PERGUNTA: Entre um médium vidente intuitivo, que não "vê" propriamente os espíritos, mas apenas lhes recebe as impressões através da mente ou do perispírito, pressentindo-lhes os contornos, as vestes e a fisionomia, e outro cuja faculdade mediúnica permite-lhe ver diretamente no mundo astral, qual dos dois medianeiros é o mais eficiente, exato e seguro?


RAMATÍS:  Desnecessário é dizer-vos que não são os olhos carnais que veem os fenômenos da vida do "lado de cá", mas na realidade é o espírito que vê por dupla vista, por cujo motivo os médiuns videntes tanto veem com os olhos abertos como fechados, donde se conclui, conforme explica Allan Kardec, que o cego pode ver os espíritos'.

Como o corpo físico e o sistema nervoso são o prolongamento vivo, enfim, o revelador de suas ideias e concepções para o mundo material, o êxito técnico da vidência indireta mental, ou astralina direta, depende principalmente da maior ou menor sensibilidade psíquica da criatura. No entanto, a sua segurança, exatidão e proveito, apesar disso, subordinam-se muitíssimo à graduação moral e espiritual do ser.
Muitos videntes famosos e dotados da dupla-vista focalizável diretamente no mundo astral não foram espíritos benfeitores, e o seu desenvolvimento mental, invulgar, não se harmonizava com os seus sentimentos inferiores a serviço do mal.
Em qualquer manifestação mediúnica, é mais importante verificar-se a índole e a moral do médium, pois se ele é criatura viciada ou inescrupulosa, também vive ligado aos espíritos desencarnados da mesma estirpe espiritual inferior, por cujo motivo as suas revelações não possuem o mérito e as revelações espirituais proveitosas.
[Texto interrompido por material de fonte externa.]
PR #833, opened 2023-08-16
[PATCH] Fix typos in lisp/keymap.el

dickmao:


dickmao:
Hi!  I noticed some typos in the doc-strings for ‘keymap-global-set’ and
‘keymap-local-set’ so here’s a quick patch to fix them.

PS: I did send this patch half an hour ago or so, but I forgot to put
‘[PATCH]’ in the subject.  According to CONTRIBUTE that can mess up the
bug tracker, and I didn’t see my first email appear in the mailing list,
so I’m resending this.  Apologies if this appears twice.

— Thomas

PR #834, opened 2023-08-17
30.0.50 [PATCH]; Add support for splicing Eshell globs in-place

dickmao:


dickmao:
One odd thing about Eshell is that when you expand a glob, it expands as 
a sublist within your argument list. In practice, that usually works out 
ok, since external commands (and some Eshell built-ins) will flatten the 
list of arguments before processing them.

However, this can cause issues when calling Lisp commands. For example, 
if I have a single patch file in my current directory, I might try to 
refer to it via "*.patch". This works fine for a command like "cat", but 
not for "find-file":

   ~ $ find-file *.patch
   Wrong type argument: stringp, 
("0001-Allow-splicing-Eshell-globs-in-place.patch")

With the attached patch, you can set 'eshell-glob-splice-results' to t 
and then the above command will work as expected.

I'm tempted to make this new behavior the default, since it smooths over 
the differences between Emacs Lisp functions and external commands in 
Eshell (when using the command form, that is). However, at least for 
now, I think it would be best to leave this off by default. Once any 
bugs have been worked out and people have had the chance to try it out, 
when we could consider changing the default one day.

PR #835, opened 2023-08-18
[PATCH] 29.1; Description of `cl-flet' in cl.texi

dickmao:


dickmao:
Hi all,

cl.texi doesn't mention the alternative form of bindings inside
`cl-flet' whereas the docstring does it.  I suggest the change attached
against the emacs-29 branch.

Best, Arash

PR #836, opened 2023-08-19
30.0.50 [PATCH]; Allow extending Eshell output targets

dickmao:


dickmao:
The attached patches split up the Eshell I/O target code so that each 
target type is its own method. Aside from fixing a couple tiny bugs, 
this should be exactly the same as before, but will make it easier to 
add new target types in the future (and for third-parties to be able to 
do this!).

This won't have any major impact just yet, but it's a very helpful 
precursor to a larger project I'm working on to pipe output in Eshell 
into Lisp functions (currently, Lisp functions - including Eshell 
builtins - can only be the first command in a pipeline).

PR #1545, opened 2024-04-27
30.0.50; [PATCH] * lisp/eshell/esh-mode.el (eshell-first-time-mode-hook): Run the hook for once

dickmao:


dickmao:
Hi,

The document of `eshell-first-time-mode-hook' says it would be run the
first time eshell started.
> A hook that gets run the first time ‘eshell-mode’ is entered.
> That is to say, the first time during an Emacs session.

But it actually runs every time for an eshell buffer(start an eshell,
exit it, start an eshell again).
Here is the one line code to show that:
(add-hook 'eshell-first-time-mode-hook '(lambda () (message "test")))

The patch will make the `eshell-first-time-mode-hook' only run once as
its document described.

Please help review the patch. Thanks

Best Regards
Lin

PR #1548, opened 2024-05-01
30.0.50; [PATCH] Eshell's TERM env varible use eshell-term-name as default

dickmao:


dickmao:
Hi,

Since emacs-29 the Eshell has been enhanced for the ansi-color a lot.
And the function `eshell-exec-visual` can support the executables with
colors, eg VIM, tmux...
I have tested the "/bin/ls --color=tty", "/bin/grep --color=tty" ...
and other executables in Eshell with "export TERM=eshell-color", they
all work great.

So we can safely export eshell's "TERM" with `eshell-term-name` to
support executables with colors.
I attached the patch, please help review it. Thanks.

dickmao:
> From: Lin Sun <sunlin7.mail@gmail.com>
> Date: Wed, 1 May 2024 06:40:25 +0000
> 
> Since emacs-29 the Eshell has been enhanced for the ansi-color a lot.
> And the function `eshell-exec-visual` can support the executables with
> colors, eg VIM, tmux...
> I have tested the "/bin/ls --color=tty", "/bin/grep --color=tty" ...
> and other executables in Eshell with "export TERM=eshell-color", they
> all work great.
> 
> So we can safely export eshell's "TERM" with `eshell-term-name` to
> support executables with colors.
> I attached the patch, please help review it. Thanks.

Thanks.

The fact that we can safely do that does not yet mean we _should_ do
it.  In my book, setting TERM is a user preference, more or less.
IOW, this is a change in the default behavior.

Jim, WDYT?

dickmao:
On Wed, May 1, 2024 at 12:15 PM Eli Zaretskii <eliz@gnu.org> wrote:
>
> > From: Lin Sun <sunlin7.mail@gmail.com>
> > Date: Wed, 1 May 2024 06:40:25 +0000
> >
> > Since emacs-29 the Eshell has been enhanced for the ansi-color a lot.
> > And the function `eshell-exec-visual` can support the executables with
> > colors, eg VIM, tmux...
> > I have tested the "/bin/ls --color=tty", "/bin/grep --color=tty" ...
> > and other executables in Eshell with "export TERM=eshell-color", they
> > all work great.
> >
> > So we can safely export eshell's "TERM" with `eshell-term-name` to
> > support executables with colors.
> > I attached the patch, please help review it. Thanks.
>
> Thanks.
>
> The fact that we can safely do that does not yet mean we _should_ do
> it.  In my book, setting TERM is a user preference, more or less.
> IOW, this is a change in the default behavior.
>
> Jim, WDYT?
The patch tries to uniform the behavior of "eshell" and "eshell-exec-visual".
When I tried the eshell visual commands, I noticed its experience is
better than eshell, and I figured out the eshell exec visual gives
TERM with "eshell-term-name", but eshell didn't do that.
And this patch will not affect the users who customized their TERM
environment in eshell profile or eshell hook functions.

PR #1549, opened 2024-05-01
[PATCH] Autoload `re-disassemble'

dickmao:


dickmao:
Tags: patch

Hi,

I have recently discovered a new `re-disassemble' command while reading
NEWS. However, the command is not available by default - one needs to
(require 'disass).  I think it should be autoloaded, just like another
function in disass.el - `disassemble'.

Os espíritos das sombras vivem à espreita daqueles que podem oferecer-lhes a oportunidade da "ponte viva" mediúnica, ligando-os novamente com o mundo físico para desfrutarem as sensações torpes de que foram tolhidos pela perda do corpo carnal.


PERGUNTA: Podeis nos dar algum exemplo de um médium de vidência astral incomum, mas subvertido quanto aos seus objetivos pessoais?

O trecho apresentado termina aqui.